Your instructions: Copy out exactly every line from the line containing "Update villain command" until the records below end, inclusive of both boundary lines.
*** Dataset records
PR #541, opened 2025-07-21
Update villain command

0xdagg3r:
The old flag `--netcat-port` is no longer applicable and updated to `--reverse-tcp-port`


ShutdownRepo (approved):

0xdagg3r:
As requested via email, here's my verification nonce for contributor discount: 4R9FDMKLP6L3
******
Answer area:
Update villain command

0xdagg3r:
The old flag `--netcat-port` is no longer applicable and updated to `--reverse-tcp-port`


ShutdownRepo (approved):

0xdagg3r:
As requested via email, here's my verification nonce for contributor discount: 4R9FDMKLP6L3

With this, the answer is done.